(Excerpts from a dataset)

PR #85439, opened 2019-11-19
introduce validation for labels‘ value

zouyee:
Signed-off-by: Zou Nengren <zouyee1989@gmail.com>

**What type of PR is this?**
 /kind bug

**What this PR does / why we need it**:

Validate the key is invalid due to its length, or sequence of characters. 

**Which issue(s) this PR fixes**:

Fixes #85428
xref https://bugzilla.redhat.com/show_bug.cgi?id=1760807

**Special notes for your reviewer**:

**Does this PR introduce a user-facing change?**:

```release-note
NONE
```

**Additional documentation e.g., KEPs (Kubernetes Enhancement Proposals), usage docs, etc.**:

```docs

```

PR #64907, opened 2018-06-08
WIP - introduce ratcheting validation mechanism

liggitt:
**What this PR does / why we need it**:

Introduces a ratcheting validation mechanism, as described in https://github.com/kubernetes/kubernetes/issues/64841#issuecomment-395141509

Tightening validation on existing data cannot be done in a way that prevents existing stored objects from being updated.

This PR introduces the following mechanism:
* identify granular additional validations (usually to fix fatal errors that always result in persisted, yet broken objects)
* apply those validations on create to prevent new broken objects from being created
* apply those validations on update **only if the existing object also passes the validation**
  * this prevents valid objects from becoming invalid
  * this avoids breaking the ability to update existing invalid objects

**Which issue(s) this PR fixes** *(optional, in `fixes #<issue number>(, fixes #<issue_number>, ...)` format, will close the issue(s) when PR gets merged)*:
Fixes #64841 
Fixes #57510 - flex driver name
Fixes #58477 - duplicate envvar names
Fixes #54567, #64011 - invalid memory quantities (xref #63426)
xref #52936 - storage medium
xref #60934 - duplicate pvc claimName

**Special notes for your reviewer**:
/assign @lavalamp @deads2k 

**Release note**:
```release-note
Validation has tightened when creating new pods (or new objects containing pod templates):
* flex volume driver names must now be valid
* emptyDir medium must now be valid
* duplicate envvar names are not allowed
* duplicate volumes referencing the same PVC claimName are not allowed
* memory limits and requests must be an integer value
```

Issue #59984, opened 2018-02-16
Validation on update and delete


enj:
As it stands today, changes to validation logic can break the API if they tighten the requirements for an object.  The general case for this is:

1. Create object `X`
2. Upgrade to new server version
3. Try to update object `X` (add a label for example)
4. The update fails because of validation errors

Specifically, an object already stored within the API is considered invalid.

Another similar issue can occur on a delete which requires an update (i.e. a finalizer needs to be removed).  Since the object cannot be updated in-place, it cannot be deleted without first "fixing" it to match the current validation requirements.

This has the potential to break controllers or any autonomous process.  It makes changes to validation hard to review because you have to understand how preexisting objects will behave under the new validation.  In openshift, this constantly breaks the storage migration process which does no-op updates to all objects in the API.

A possible fix for the no-op update case would be to _not_ run validation when the input and output objects are exactly the same.

For the more complex update cases and the delete case, we could do something similar to `IsOnlyMutatingGCFields` to determine if validation can be safely skipped.

@kubernetes/sig-api-machinery-misc

smarterclayton:
I think that makes sense.  However, is the no-op case really special for update?  Any other update (including controllers) would be broken. 

`IsOnlyMutatingGCFields` is a bit of a hack - is it the exception rather than the rule?

sttts:
> Specifically, an object already stored within the API is considered invalid.

Tightened validation and existing invalid objects is a serious problem in every cluster. The only question is whether we keep going during migration and graceful/with-initializer deletion, or we fail early and hard.

> is the no-op case really special for update? Any other update (including controllers) would be broken.

I tend to prefer "fail early" and answer that it is not special. Instead, we should delete the object from the system ASAP, possibly with a good migration UI that warns or asks for confirmation. But as controllers are broken otherwise, allowing mirgration just postpones the error to later and it will be much harder to debug and understand why objects stops behaving as expected.

enj:
> we fail early and hard

Considering this stuff fails upgrades for our clusters regularly as it is, failing hard is unacceptable IMO.

> we should delete the object from the system ASAP, possibly with a good migration UI that warns or asks for confirmation

That is not how I see the problem at all - deleting data is not a solution.

I consider an object stored in the API to be, by definition, valid.  Thus validation does not check "is the object valid?", it checks if "the change to the object is valid."

`any object already stored in the API` + `any valid change to that object` == `no validation error` (you only validate the entire object on create)

[...]

PR #92714, opened 2020-07-01
Add label selector value validation

damemi:
**What type of PR is this?**
/kind bug

Deployments (and pods) are currently able to be created even if they set labelselectors with invalid values. This causes undefined behavior that is inconsistent across versions and usually presents as a "scheduler" bug (when the scheduler affinity plugins fail to parse the invalid selector and return an error)

For example, currently if you try to create a pod with a preferred antiaffinity and an invalid selector, the scheduler assumes an invalid selector will never be created and [throws away the error](https://github.com/kubernetes/kubernetes/blob/ff1d6b3746d8586090d6909079005aecb3019f03/pkg/scheduler/framework/v1alpha1/types.go#L129-L132), essentially scheduling the pod without any affinity.

In 1.18, the scheduler fails to schedule the invalid pod (but really, this is only by chance). During `PreScore` affinity calculations for the pod it calls `LabelSelectorAsSelector` and throws out the error, failing to store a PreScore cycle state. The scheduling cycle then actually continues, and only fails because the `Score` plugin does not find the PreScore state.

From what I can tell, this issue goes back at least as far as 1.11, which has the weirdest behavior. In that version, the scheduler successfully schedules the pods and then every *new* pod after that fails with the error that it has an invalid label selector (even if the new pods have no selector). This is because the scheduler used to parse existing pod's affinity labels, but not incoming pod's labels.

Of course we probably don't need to backport this fix all the way to 1.11, but it shows that this has been a longstanding issue. Ultimately there is a standard regex for label values and pods should not be created if they violate this. It is only by luck that the errors are currently "caught" by the scheduler, and as seen here refactors of the scheduling plugins may eliminate any handling of these errors (this is currently the case).

This is the output of this change:
```
$ cat ~/hello-pod.yaml 
apiVersion: apps/v1
kind: Deployment
metadata:
  name: hello-pod
  labels:
    app: hello-pod
spec:
  replicas: 2
  selector:
    matchLabels:
      app: hello-pod
  template:
    metadata:
      labels:
        app: hello-pod
      name: hello-pod
    spec:
      affinity:
        podAntiAffinity:
          preferredDuringSchedulingIgnoredDuringExecution:
            - podAffinityTerm:
                labelSelector:
                  matchExpressions:
                    - key: app.kubernetes.io/instance
                      operator: In
                      values:
                        - '{{ .Release.Name }}'
                topologyKey: kubernetes.io/hostname
              weight: 100
      containers:
        - image: "docker.io/ocpqe/hello-pod"
          name: hello-pod
$ kubectl create -f ~/hello-pod.yaml 
The Deployment "hello-pod" is invalid: spec.template.spec.affinity.podAntiAffinity.preferredDuringSchedulingIgnoredDuringExecution[0].podAffinityTerm.matchExpressions.matchExpressions[0]: Invalid value: "{{ .Release.Name }}": a valid label must be an empty string or consist of alphanumeric characters, '-', '_' or '.', and must start and end with an alphanumeric character (e.g. 'MyValue',  or 'my_value',  or '12345', regex used for validation is '(([A-Za-z0-9][-A-Za-z0-9_.]*)?[A-Za-z0-9])?')
```

Fixes #

```release-note
Label selector values are now validated at creation time
```

```docs

```

/sig scheduling

### DIFF
--- a/staging/src/k8s.io/apimachinery/pkg/apis/meta/v1/validation/validation.go
+++ b/staging/src/k8s.io/apimachinery/pkg/apis/meta/v1/validation/validation.go
@@ -45,6 +45,12 @@ func ValidateLabelSelectorRequirement(sr metav1.LabelSelectorRequirement, fldPat
 	case metav1.LabelSelectorOpIn, metav1.LabelSelectorOpNotIn:
 		if len(sr.Values) == 0 {
 			allErrs = append(allErrs, field.Required(fldPath.Child("values"), "must be specified when `operator` is 'In' or 'NotIn'"))
+		} else {
+			for _, v := range sr.Values {
+				for _, msg := range validation.IsValidLabelValue(v) {
+					allErrs = append(allErrs, field.Invalid(fldPath, v, msg))
+				}
+			}
 		}
 	case metav1.LabelSelectorOpExists, metav1.LabelSelectorOpDoesNotExist:
 		if len(sr.Values) > 0 {
--- a/pkg/apis/apps/validation/validation_test.go
+++ b/pkg/apis/apps/validation/validation_test.go
@@ -2141,6 +2141,26 @@ func TestValidateDeployment(t *testing.T) {
 	}}
 	errorCases["ephemeral containers not allowed"] = invalidEphemeralContainersDeployment
 
+	invalidAntiAffinity := validDeployment()
+	invalidAntiAffinity.Spec.Template.Spec.Affinity = &api.Affinity{
+		PodAntiAffinity: &api.PodAntiAffinity{
+			PreferredDuringSchedulingIgnoredDuringExecution: []api.WeightedPodAffinityTerm{
+				{
+					Weight: 100,
+					PodAffinityTerm: api.PodAffinityTerm{
+						TopologyKey: "kubernetes.io/hostname",
+						LabelSelector: &metav1.LabelSelector{
+							MatchExpressions: []metav1.LabelSelectorRequirement{
+								{Key: "app.kubernetes.io/instance", Operator: metav1.LabelSelectorOpIn, Values: []string{"{{ .Release.Name }}"}},
+							},
+						},
+					},
+				},
+			},
+		},
+	}
+	errorCases["a valid label must be an empty string or consist of alphanumeric characters"] = invalidAntiAffinity
+
 	for k, v := range errorCases {
 		errs := ValidateDeployment(v)
 		if len(errs) == 0 {


damemi:
/assign @liggitt 
Could you please check that this change makes sense? It's surprising to me that it has been missing for so long so I'm suspicious

damemi:
@ahg-g @alculquicondor cc for scheduling, maybe you can confirm whether we should be checking this in our plugins or the API server. If it's on us, we have pretty inconsistent behavior

alculquicondor:
+1 to fixing this in kube-apiserver side. However, deferring to API-reviewers to judge if this breaking change is reasonable.

If this is not, in the scheduler side, the only thing we can do is mark the pods as unschedulable, which is also a breaking change (pods that used to get scheduled, don't get scheduled).

Is this the only instance of label selectors not being validated? What about the `.spec.selector` of the Deployment.

damemi:
> +1 to fixing this in kube-apiserver side. However, deferring to API-reviewers to judge if this breaking change is reasonable.
> 
> If this is not, in the scheduler side, the only thing we can do is mark the pods as unschedulable, which is also a breaking change (pods that used to get scheduled, don't get scheduled).
> 
> Is this the only instance of label selectors not being validated? What about the `.spec.selector` of the Deployment.

@alculquicondor `ValidateLabelSelector` is used in [a lot of places](https://github.com/kubernetes/kubernetes/search?q=validatelabelselector&unscoped_q=validatelabelselector), but yes it is also called for `.spec.selector` of Deployments (https://github.com/kubernetes/kubernetes/blob/c369cf187ea765c0a2387f2b39abe6ed18c8e6a8/pkg/apis/apps/validation/validation.go#L477)

staging/src/k8s.io/apimachinery/pkg/apis/meta/v1/validation/validation.go
```diff
@@ -45,6 +45,12 @@ func ValidateLabelSelectorRequirement(sr metav1.LabelSelectorRequirement, fldPat
 	case metav1.LabelSelectorOpIn, metav1.LabelSelectorOpNotIn:
 		if len(sr.Values) == 0 {
 			allErrs = append(allErrs, field.Required(fldPath.Child("values"), "must be specified when `operator` is 'In' or 'NotIn'"))
+		} else {
+			for _, v := range sr.Values {
+				for _, msg := range validation.IsValidLabelValue(v) {
+					allErrs = append(allErrs, field.Invalid(fldPath, v, msg))
+				}
```
liggitt, line 52: /hold

standard questions when we want to tighten validation:
* does it prevent a no-op update of existing persisted objects that would fail this new validation? (would block storage migration tasks)
* does it prevent deletion of existing persisted objects with finalizers that would fail this new validation? (update is required to remove finalizers to allow deletion)
* does it prevent controllers from updating status of existing persisted objects that would fail this new validation?

we could consider ratcheting validation:
* apply this tightened validation on create
* apply this tightened validation on update where the old object passed this validation (don't let a valid object become invalid)
* skip this tightened validation on update where the old object fails this validation

c.f. https://github.com/kubernetes/kubernetes/issues/59984

ahg-g:
+1 to performing the check in the API server. I think Jordan's suggestion of doing that on create only is the safest path forward.

staging/src/k8s.io/apimachinery/pkg/apis/meta/v1/validation/validation.go
lavalamp: Yeah +1 to these points.

damemi:
Yeah, this would affect existing objects (esp. showing that creating and scheduling these objects has been possible through different versions) so I think starting with just create validation is fine

@liggitt How do you change validation just for create? This affects any types that can create a pod (eg deployment, replicaset) so maybe just adding the validation to Pod creation will cover all cases, though I'm not sure.

(also for reference it looks like there was another PR to attempt to fix this that didn't get any traction https://github.com/kubernetes/kubernetes/pull/85439. I'm hoping we can fix it because this can cause cluster-breaking problems in some cases)

damemi:
Based on the number of resources that call `ValidateLabelSelector`[1], it seems like in order to effectively implement this tighter validation only on create would require something like https://github.com/kubernetes/kubernetes/pull/64907. On top of that though, these ratcheting checks would need to be wired *through* many of the resources' Validate functions since they don't all directly call `ValidateLabelSelector` (or we move just this check up to the resources' main Validate functions, which seems weird because it should live in `ValidateLabelSelectorRequirement` and not, for example, `ValidateDeployment` imo). And we need to either exclude this check from Updates or ignore it if the existing object doesn't pass.

Was there any more motive to add a change like in that PR? I see it's closed now, but there should be a way to tighten validation when bugs are found in it like this one, without breaking migration.

[1] podpreset, clusterrole, volumes (pods), networkpolicy, csistoragecapacity, job, mutatingwebhookconfiguration, daemonset, deployment, statefulset, replicaset, and pdb from a quick look

ahg-g:
This is probably a more significant problem for pods than any other resource, pods with invalid selector could get scheduled and so preventing the scheduling of new pods. If we can't get this fixed through api-server validation, we should validate in the scheduler and patch back (perhaps we should do that anyways).

damemi:
> This is probably a more significant problem for pods than any other resource, pods with invalid anti-affinity selector could get scheduled and so preventing the scheduling of new pods. If we can't get this fixed through api-server validation, we should validate in the scheduler and patch back (perhaps we should do that anyways).

Yeah, this mostly affects pods so we can probably stop most of the problems by just blocking pod creation. If that's sufficient and some minor inconsistency is ok we can go that route. I'm fine with that

I don't think we should try to fix it in the scheduler. Like I said in my original comment, how we implement scheduler plugins can change which could cause inconsistency in this, potentially just re-introducing it in a later version. API validation should remain relatively consistent and it's where resource validating should be done.

ahg-g:
@liggitt can we get the validation done only for pods on creation for now? we also want to patch it back to 1.18 and 1.17 if we can.

liggitt:
> @liggitt can we get the validation done only for pods on creation for now?

How do controllers behave when their pod creation attempts are rejected? Do they back off? Do they surface error status?

> we also want to patch it back to 1.18 and 1.17 if we can.

I would not anticipate tightening validating in patch releases.

ahg-g:
> > @liggitt can we get the validation done only for pods on creation for now?
> 
> How do controllers behave when their pod creation attempts are rejected? Do they back off? Do they surface error status?

I am not sure, we should certainly check that, but we already fail creation of the pod for other reasons, do you expect this to be different?

> 
> > we also want to patch it back to 1.18 and 1.17 if we can.
> 
> I would not anticipate tightening validating in patch releases.

damemi:
> We should do this in the scheduler then, at least for anti-affinity because of its significant impact.

I'm ok with fixing it in the scheduler for backports (old versions are unlikely to change much 🙂)

ahg-g:
> > We should do this in the scheduler then, at least for anti-affinity because of its significant impact.
> 
> I'm ok with fixing it in the scheduler for backports (old versions are unlikely to change much 🙂)

do you want to do that? we can do it in PreFilter for the incoming pod in 1.19 and 1.18.

damemi:
Sure, and from 1.20 on hopefully we can resolve this in the api

damemi:
@ahg-g I'm going to open a separate pr for the scheduler backports (to keep this one for reference) but we have some options for how to add it.

Technically, we already check if the labelSelector is valid when we parse the affinity terms in [`NewPodInfo`](https://github.com/kubernetes/kubernetes/blob/ff1d6b3746d8586090d6909079005aecb3019f03/pkg/scheduler/framework/v1alpha1/types.go#L155-L158) (see [`getAffinityTerms`](https://github.com/kubernetes/kubernetes/blob/ff1d6b3746d8586090d6909079005aecb3019f03/pkg/scheduler/framework/v1alpha1/types.go#L110-L114) which calls [`newAffinityTerm`](https://github.com/kubernetes/kubernetes/blob/ff1d6b3746d8586090d6909079005aecb3019f03/pkg/scheduler/framework/v1alpha1/types.go#L91-L99)). If `newAffinityTerm` hits an error parsing the LabelSelector, we just ignore it and continue scheduling the pod.

So our options to fix this are:
1) Actually bubble up the error from `newAffinityTerm`. This seems like the right place to do it but it adds a lot of error handling (anywhere that calls `NewPodInfo`, which includes [`(*NodeInfo).AddPod`](https://github.com/kubernetes/kubernetes/blob/ff1d6b3746d8586090d6909079005aecb3019f03/pkg/scheduler/framework/v1alpha1/types.go#L457) which bubbles up to `NewNodeInfo`, and continues).
2) Add the check manually in `PreFilter`/`PreScore` for the podaffinity plugins. This is redundant, but cleaner and has less risk of side effects in unrelated areas

I'm leaning toward option 2 because I don't think this needs to be validated everywhere, only in the plugins that are using it. Wanted your opinion though because option 1 seems like the "right" way. wdyt?

damemi:
I went ahead and opened a new PR using option 2 from https://github.com/kubernetes/kubernetes/pull/92714#issuecomment-667227790. It's the simplest approach and blocks the pod as early as possible in the plugin. Please take a look

staging/src/k8s.io/apimachinery/pkg/apis/meta/v1/validation/validation.go
alculquicondor: We ended up marking these pods as unschedulable back in 1.19 #93660

I wonder if we are in a better position to improve the validation in apiserver now. We could certainly ratchet the validation. 

Back in the day the question was whether it was acceptable to break the creation of ReplicaSets, but since these pods are unschedulable, I doubt that this would break any production services.

alculquicondor:
Had a discussion with API folks and it seems safe to proceed with adding this validation (with ratcheting), given https://github.com/kubernetes/kubernetes/pull/92714#discussion_r993739386

alculquicondor:
Actually, I thought this was just affecting the PodSpec, but it affects multiple other places. #99139 should cover it.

WORK REQUIRED >>
Only the lines from the first line of the records through the one containing "This PR introduces" should be reproduced, exactly, with both of them included.

ANSWER TO THE EXERCISE >>
PR #85439, opened 2019-11-19
introduce validation for labels‘ value

zouyee:
Signed-off-by: Zou Nengren <zouyee1989@gmail.com>

**What type of PR is this?**
 /kind bug

**What this PR does / why we need it**:

Validate the key is invalid due to its length, or sequence of characters. 

**Which issue(s) this PR fixes**:

Fixes #85428
xref https://bugzilla.redhat.com/show_bug.cgi?id=1760807

**Special notes for your reviewer**:

**Does this PR introduce a user-facing change?**:

```release-note
NONE
```

**Additional documentation e.g., KEPs (Kubernetes Enhancement Proposals), usage docs, etc.**:

```docs

```

PR #64907, opened 2018-06-08
WIP - introduce ratcheting validation mechanism

liggitt:
**What this PR does / why we need it**:

Introduces a ratcheting validation mechanism, as described in https://github.com/kubernetes/kubernetes/issues/64841#issuecomment-395141509

Tightening validation on existing data cannot be done in a way that prevents existing stored objects from being updated.

This PR introduces the following mechanism:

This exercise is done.